The results look different when different metrics are used. When AP and RP are used as evaluation metrics, the fused results with WR-1.2 to WR-2.0 are more likely to be a little worse than with LC-all. On the other hand, when RR, P@10, and NDCG@20 are used as evaluation metrics, the fused results with WR-1.2 to WR-2.0 are more likely to be a little better than with LC-all. This is understandable because AP and RP are system-oriented metrics, which consider relevant documents at all ranks; while RR, P@10, and NDCG@20 are user-oriented metrics, which only consider a few top-ranked documents. In all the cases difference is small and not significant.

From the above three experiments, we have a few observations. 1. Using a small percentage of top-ranked documents for weight assignment can be as effective as using all the documents available; 2. For weights assignment, further dividing top-ranked documents into two different categories may not obtain consistent improvement, no matter which measure is used. 3. For the fused results, a long list of documents is more likely to be helpful for improving effectiveness than a short one, especially on those system-oriented metrics such as AP and RP. The effect is not obvious when user-oriented measures such as P@10 and RR are used. Therefore, if possible, we should avoid using too few documents (e.g., less than 5%) for fusion so as to allow the fused result to attain reasonably good effectiveness.

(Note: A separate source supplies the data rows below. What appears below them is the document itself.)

PR #4185, opened 2015-08-22
(#3921) - optimize rootToLeaf()

nolanlawson:
Perf tests showed this was taking up a significant amount of
time as well. Basically everything in `merge.js` needs to be
optimized to the extreme, as far as I can tell.

The big detriment of these kinds of changes is that the code
becomes less readable, but I think `merge.js` is pretty opaque
and CS-y as it is, so I don't mind so much. Also this removes
all external dependencies from that particular function.

### DIFF
--- a/lib/merge.js
+++ b/lib/merge.js
@@ -304,17 +304,28 @@ PouchMerge.collectConflicts = function (metadata) {
   return conflicts;
 };
 
-PouchMerge.rootToLeaf = function (tree) {
+// build up a list of all the paths to the leafs in this revision tree
+PouchMerge.rootToLeaf = function (revs) {
   var paths = [];
-  PouchMerge.traverseRevTree(tree, function (isLeaf, pos, id, history, opts) {
-    history = history ? history.slice(0) : [];
+  var toVisit = revs.slice();
+  var node;
+  while ((node = toVisit.pop())) {
+    var pos = node.pos;
+    var tree = node.ids;
+    var id = tree[0];
+    var opts = tree[1];
+    var branches = tree[2];
+    var isLeaf = branches.length === 0;
+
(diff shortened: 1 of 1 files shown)


lib/merge.js
```diff
@@ -304,17 +304,28 @@ PouchMerge.collectConflicts = function (metadata) {
   return conflicts;
 };
 
-PouchMerge.rootToLeaf = function (tree) {
+// build up a list of all the paths to the leafs in this revision tree
+PouchMerge.rootToLeaf = function (revs) {
   var paths = [];
-  PouchMerge.traverseRevTree(tree, function (isLeaf, pos, id, history, opts) {
-    history = history ? history.slice(0) : [];
```
nolanlawson: There is a consistent trend here: anything using `traverseRevTree` tends to be slow, because 1) it creates inner functions that can't be inlined as efficiently by V8, and 2) it tends to traverse the whole rev tree even when that's not strictly necessary (in the case of this particular function, it is).

nolanlawson:
Bumping up the iterations of the `basic-updates` test to 200, we get 47109ms before this fix and 45307ms after, so it indeed has a big impact.

I also generated a flamegraph recently using MemDOWN and the `basic-updates` test to show that `merge.js` really is the big offender in most performance problems (JSON parsing also ranks highly). Here's a screenshot:

screenshot from 2015-08-23 10 49 59

And [here's an HTML file you can explore yourself](https://s3.amazonaws.com/nolanlawson/pouchdb/perf/flame2.htm).

daleharvey:
Same, cheers - https://github.com/pouchdb/pouchdb/commit/91793af1b38650c3b5e55124332fa3344f772ae0

PR #4186, opened 2015-08-23
DON'T MERGE - test removing vuvuzela

nolanlawson:
We have a test that supposedly should demonstrate why
vuvuzela is actually necessary (it's this one:
https://github.com/pouchdb/pouchdb/blob/466f5ea516c629136f81ca5201f98166ed274cde/tests/test.replication.js#L112-L182), but I want to make
sure that Travis is actually running browsers that can
catch it, because oddly my local Chrome/Firefox cannot.

### DIFF
--- a/lib/deps/json.js
+++ b/lib/deps/json.js
@@ -1,0 +1,9 @@
+'use strict';
+
+exports.safeJsonParse = function safeJsonParse(str) {
+  return JSON.parse(str);
+};
+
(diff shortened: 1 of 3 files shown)


nolanlawson:
OK, so I think we have confirmation that removing vuvuzela would break that test: https://travis-ci.org/pouchdb/pouchdb/builds/76812489

Seeing failures in Node, Firefox, Chrome, and Android. For iOS and Safari, that test is disabled due to the WebSQL quota.

PR #4187, opened 2015-08-23
(#3921) - conditional JSON.parse

nolanlawson:
Only runs `vuvuzela.parse` if the string is very large.
This function seemed to be a big offender in the profiler,
probably due to the deoptimization of try/catch, so it can
only be helpful to remove it where possible.

If this passes, I'll try to get some perf numbers.

### DIFF
--- a/lib/deps/json.js
+++ b/lib/deps/json.js
@@ -1,0 +1,32 @@
+'use strict';
+
+var RECURSIVE_JSON_LIMIT = 10000;
+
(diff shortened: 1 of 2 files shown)


nolanlawson:
This offers zero performance benefit according to my tests.

nolanlawson:
I also tried removing the try/catch and just using vuvuzela everywhere, but that was quite a bit worse: the `basic-updates` test with 200 iterations went from 46925ms to 163709ms.

PR #4188, opened 2015-08-23
(#3921) - optimize merge.stem()

nolanlawson:
Another offender per the performance tests, 
optimized as much as possible.

Using the `basic-updates` test in Node with 
leveldown and iterations increased to 200, the score is:
47173ms before, 45004ms after.

### DIFF
--- a/lib/merge.js
+++ b/lib/merge.js
@@ -47,18 +47,21 @@ function insertSorted(arr, item, comparator) {
   arr.splice(idx, 0, item);
 }
 
-// Turn a path as a flat array into a tree with a single branch
-function pathToTree(path) {
-  var doc = path.shift();
-  var root = [doc.id, doc.opts, []];
-  var leaf = root;
-  var nleaf;
-
-  while (path.length) {
-    doc = path.shift();
-    nleaf = [doc.id, doc.opts, []];
-    leaf[2].push(nleaf);
-    leaf = nleaf;
+// Turn a path as a flat array into a tree with a single branch.
+// If any should be stemmed from the beginning of the array, that's passed
+// in as the second argument
+function pathToTree(path, numStemmed) {
+  var root;
+  var leaf;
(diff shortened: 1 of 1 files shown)


lib/merge.js
```diff
@@ -47,18 +47,21 @@ function insertSorted(arr, item, comparator) {
...
+  var leaf;
+  for (var i = numStemmed, len = path.length; i < len; i++) {
+    var node = path[i];
+    var currentLeaf = [node.id, node.opts, []];
+    if (leaf) {
+      leaf[2].push(currentLeaf);
+      leaf = currentLeaf;
+    } else {
+      root = leaf = currentLeaf;
+    }
```
nolanlawson: It turned out there was no reason to destroy the `path` as we traversed it, and plus `shift()` is slow.

lib/merge.js
```diff
@@ -190,20 +193,28 @@ function doMerge(tree, path, dontExpand) {
...
-  }, [stemmedPaths.shift()]);
+    // Then we remerge all those flat trees together, ensuring that we dont
+    // connect trees that would go beyond the depth limit
+    if (result) {
+      result = doMerge(result, stemmedNode, true).tree;
+    } else {
+      result = [stemmedNode];
+    }
+  }
+  return result;
```
nolanlawson: Once again, I'm preferring for-loops to `map()` and `reduce()`. Easy trick.

A more subtle optimization is to avoid `slice()` because it turned out we don't actually need to copy the array. Since the `stemmed` array is just going to get transformed into a new array using `pathToTree()` anyway, we can just tell `pathToTree()` how many got stemmed (`numStemmed`), and it can start at that number instead of at 0 when it iterates through.

daleharvey:
Looks good, cheers - https://github.com/pouchdb/pouchdb/commit/0f83b35ae996695e9c2d398d47eed91322c71dbe

Issue #4189, opened 2015-08-23
Better error message when CouchDB doesn't have CORS configured


nolanlawson:
Currently it's very hard to figure out when you forgot to enable cors, because the error message you get is something like `unknown error 500`.

daleharvey:
Fixed in https://github.com/pouchdb/pouchdb/commit/ac56d71cac049fd026ee1e8918bcb82d31192018

anaran:
I don't think this issue fixes the scenario I describe in #4256 where the firefox os app is to blame and the error message sends people off to investigate their couchdb server CORS settings instead.

PR #4190, opened 2015-08-23
(#4189) - better CORS error message

nolanlawson:
This adds a console error for browser users when we detect CORS is unavailable, and it also uses a custom 405 error instead of "UnknownError".

Here's what it looks like in Chrome:

screenshot from 2015-08-23 15 15 03

And in Firefox:

screenshot from 2015-08-23 15 19 22

### DIFF
--- a/lib/deps/ajax/ajax-core.js
+++ b/lib/deps/ajax/ajax-core.js
@@ -6,6 +6,7 @@ var errors = require('./../errors');
 var utils = require('../../utils');
 var applyTypeToBuffer = require('./applyTypeToBuffer');
 var defaultBody = require('./defaultBody');
+var explainCors = require('./explainCors');
 
 function ajax(options, callback) {
 
@@ -87,7 +88,14 @@ function ajax(options, callback) {
 
   return request(options, function (err, response, body) {
     if (err) {
-      err.status = response ? response.statusCode : 400;
+      if (response) {
+        if (response.statusCode === 0) {
+          explainCors(); // statusCode 0 indicates a CORS error (405)
+        }
+        err.status = response.statusCode;
+      } else {
+        err.status = 400;
+      }
       return onError(err, callback);
     }
 
--- a/lib/deps/ajax/explainCors-browser.js
+++ b/lib/deps/ajax/explainCors-browser.js
@@ -1,0 +1,9 @@
+'use strict';
+
+module.exports = function () {
+  if ('console' in global && 'error' in console) {
+    console.error('PouchDB error: the remote database does not seem to have ' +
+      'CORS enabled. To fix this, please enable CORS: ' +
+      'http://pouchdb.com/errors.html#no_access_control_allow_origin_header');
+  }
+};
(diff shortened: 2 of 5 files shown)


nickcolley:
This is such a good change, thanks a lot @nolanlawson . It's going to help so many people. :dancer:

nolanlawson:
Cripes, it would have helped *me*. :) I was scratching my head over this bug for a good 20 minutes recently, before I realized I forgot to enable CORS. :stuck_out_tongue:

nolanlawson:
This PR breaks Firefox and I cannot reproduce.

nolanlawson:
Looks like Travis is using an older version of Firefox that still has that blob+ajax bug. I think this is a good time to just simplify `blobSupport.js` with a user agent sniff. Only Firefox has the blob+ajax bug, and only Chrome has the blob+idb bug, so we might as well do the shameful, shameful, user agent sniff and not have to futz around with this stuff.

nolanlawson:
Actually, it just occurred to me that that can't possibly be the issue.

I think I'm just going to scale back the ambition of this PR and make it only log a warning, not try to refactor the error code.

nolanlawson:
Green! :)

daleharvey:
Nice, https://github.com/pouchdb/pouchdb/commit/ac56d71cac049fd026ee1e8918bcb82d31192018

darobin:
There's a problem with this change: `statusCode` can be set to 0 in several ways. Most notably, aborting the request (for instance because of a timeout) will also cause it to be set to 0. In fact, *any* network error will look like this.

CORS issues are indistinguishable from other network problems *by design*. You simply can't really check for this. I'm afraid this change needs to be backed out.

For context, I just spent 20min looking at the code and trying to figure out why I was getting a CORS error for a request that wasn't even cross-domain :)

daleharvey:
The vast majority of our users come up against statusCode 0 due to cors, the wording could be a little bit clearer with some bikeshedding, but this doesnt need backed out

darobin:
Sure, that works too. Note that in the specific instance that I've bumped into the `abort()` came from https://github.com/pouchdb/pouchdb/blob/master/lib/deps/ajax/request-browser.js#L113 which as far as I can tell can only happen in a timeout. A specific error there might be useful (it seems to be the case if fetch is used).

nolanlawson:
Agree we should change the error message to say something like

> do you see something about *Access-Control-Allow-Origin* in your console? If so, you have a CORS error

nickcolley:
Is it possible to detect that header and only show the message if it isn't there?

nolanlawson:
Apparently no. I think it makes more sense to soften the warning message. Or just remove it.

For the record, to everybody saying they wasted time because of this message: I apologize, but keep in mind we've been hearing for *years* that new users forget to enable CORS, and spend a lot of time hunting down the error.

daleharvey:
Being that this is a PR with code against it, fairly confusing to have it open, lets close this and reopen the issue filed - https://github.com/pouchdb/pouchdb/issues/4256

darobin:
@nolanlawson FWIW no need to apologise, you tried to solve a real problem, nothing wrong with that. It's unfortunate that the Web's security model relies on hiding this sort of information.

Issue #4191, opened 2015-08-23
Endless loop while syncing


nolanlawson:
I can reproduce this (https://github.com/hoodiehq/hapi-couchdb-store/issues/1), and it seems to be a bug in PouchDB or PouchDB Server, because CouchDB does not reproduce it.

nolanlawson:
This turned out to be a bug in pouchdb-hoodie-api: https://github.com/hoodiehq/hapi-couchdb-store/issues/1#issuecomment-133971319

PR #4192, opened 2015-08-24
(#4191) - test correct changes "since" behavior

nolanlawson:
but it's always good to have more tests, right? :)


daleharvey:
Removed the console.logs on the way in, cheers - https://github.com/pouchdb/pouchdb/commit/e91f220dd458e7b01719e5adf6618fb345bcb559

Issue #4193, opened 2015-08-24
Migrate to container-based Travis infrastructure


nolanlawson:
Travis keeps bugging me to do this: http://docs.travis-ci.com/user/migrating-from-legacy/

nolanlawson:
Woohoo, already 1min shaved off each individual build, now let's try with caching...

nolanlawson:
fixed by 9d6b611c6467944c5de2cad668642e35fa4109d3

PR #4194, opened 2015-08-24
(#4193) - migrate to container-based Travis

nolanlawson:
CSG will still be broken in this PR because we
don't have sudo anymore, but I'm just testing
to see if this will work.

### DIFF
--- a/.travis.yml
+++ b/.travis.yml
@@ -9,12 +9,30 @@ services:
 git:
   depth: 30
 
+sudo: false
+
+cache:
+  directories:
+    - node_modules
+    - /tmp/phantomjs
+
+addons:
+  apt:
+    packages:
+      - build-essential
+      - ca-certificates
+      - curl
+      - erlang-dev
+      - erlang-nox
+      - git
+      - libicu-dev
+      - libmozjs185-dev
+      - python
+      - g++
+
 before_script:
   - "export DISPLAY=:99.0"
   - "sh -e /etc/init.d/xvfb start"
-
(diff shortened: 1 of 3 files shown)


nolanlawson:
So this actually seems very close to passing, but I'm not sure what benefit it's giving us. It doesn't seem much faster than the old system.

nolanlawson:
OK, actually there do seem to be big benefits [per this doc](http://docs.travis-ci.com/user/migrating-from-legacy/) (e.g. additional cores/RAM), and especially if we start [caching node_modules](http://blog.travis-ci.com/2013-12-05-speed-up-your-builds-cache-your-dependencies/)

nolanlawson:
Weird, looks like SpiderMonkey isn't being compiled correctly:

    /home/travis/couchdb/src/couch/priv/couch_js/http.c:18:19: fatal error: jsapi.h: No such file or directory

I thought this would be fixed by adding `g++` to the apt sources list, but apparent. I know I've run into this like a million times with Couch, but I can never remember what the fix is. :/

nolanlawson:
Since this improves the build time so much, and since Couch master is in the allowed failures anyway, I would suggest we just merge and then open another issue to fix Couch master. Same for CSG; it will also be permafail until we fix the sudo issues.

daleharvey:
I can live with that, hopefully someone else is working on couch / travis integration as well so maybe ping them in the new issue, :+1:

nolanlawson:
9d6b611c6467944c5de2cad668642e35fa4109d3

PR #5349, opened 2016-06-13
remove dead link to extras source code

glynnbird:
Replaced with links to the Ajax, Checkpointer & Promise source code, respectively.


daleharvey:
Nice catch, 👍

figure 2a — Figure 2: Time (in seconds) needed for multiple linear regression of fused results with different numbers of training documents in three year groups

figure 2b — Figure 2: Time (in seconds) needed for multiple linear regression of fused results with different numbers of training documents in three year groups

Experiment 4

Finally we tested efficiency of fusing different number of documents. In this experiment we test the time required for weights assignment training and fusion with different number of documents. The curve in Figure 2 demonstrates that with fewer documents for the training process, the time cost in linear regression is much less than that with all the documents available. According to the above effectiveness of the fused results with part training data, it is useful to reduce the scale of training data by selecting the documents in top positions instead of the whole set, so that we can save more time to achieve a not bad or an equally-effective result.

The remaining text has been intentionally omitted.